(Saved data entries)
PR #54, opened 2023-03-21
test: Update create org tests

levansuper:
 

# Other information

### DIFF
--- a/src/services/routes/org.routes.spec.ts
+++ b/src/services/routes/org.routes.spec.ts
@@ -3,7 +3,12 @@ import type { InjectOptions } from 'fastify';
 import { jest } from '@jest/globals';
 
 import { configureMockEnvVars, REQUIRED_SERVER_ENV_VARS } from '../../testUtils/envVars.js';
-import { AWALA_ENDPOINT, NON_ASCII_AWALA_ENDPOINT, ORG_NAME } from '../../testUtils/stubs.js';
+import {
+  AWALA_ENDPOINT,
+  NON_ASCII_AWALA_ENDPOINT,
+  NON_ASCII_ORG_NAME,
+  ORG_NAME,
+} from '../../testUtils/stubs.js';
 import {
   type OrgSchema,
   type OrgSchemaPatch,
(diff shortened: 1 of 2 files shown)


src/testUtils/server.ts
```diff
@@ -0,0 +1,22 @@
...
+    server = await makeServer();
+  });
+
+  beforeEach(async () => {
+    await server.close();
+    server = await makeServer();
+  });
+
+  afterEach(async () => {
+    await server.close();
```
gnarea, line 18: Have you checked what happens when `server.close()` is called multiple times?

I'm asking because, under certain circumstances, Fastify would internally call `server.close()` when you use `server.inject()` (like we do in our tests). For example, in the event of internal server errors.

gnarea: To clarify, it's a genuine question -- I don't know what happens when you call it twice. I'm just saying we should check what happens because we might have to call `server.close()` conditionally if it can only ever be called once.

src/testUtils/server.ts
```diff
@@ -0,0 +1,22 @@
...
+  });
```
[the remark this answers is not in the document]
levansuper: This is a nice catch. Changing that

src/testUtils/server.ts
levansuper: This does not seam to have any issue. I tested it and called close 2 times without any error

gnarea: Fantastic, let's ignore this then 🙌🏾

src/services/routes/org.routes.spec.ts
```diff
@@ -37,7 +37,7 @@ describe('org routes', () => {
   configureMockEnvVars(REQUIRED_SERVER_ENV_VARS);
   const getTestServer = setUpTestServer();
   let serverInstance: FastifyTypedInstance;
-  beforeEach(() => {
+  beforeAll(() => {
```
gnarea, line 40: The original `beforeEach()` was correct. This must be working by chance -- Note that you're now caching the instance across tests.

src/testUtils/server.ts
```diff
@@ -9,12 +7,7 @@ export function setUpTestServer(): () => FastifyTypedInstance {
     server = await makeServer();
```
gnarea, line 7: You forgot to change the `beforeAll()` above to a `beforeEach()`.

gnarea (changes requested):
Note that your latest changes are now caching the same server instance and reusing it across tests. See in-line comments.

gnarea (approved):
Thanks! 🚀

[Your instructions] Using the records above, find and show each line with the string "changes".

[Answer to the exercise]
gnarea (changes requested):
Note that your latest changes are now caching the same server instance and reusing it across tests. See in-line comments.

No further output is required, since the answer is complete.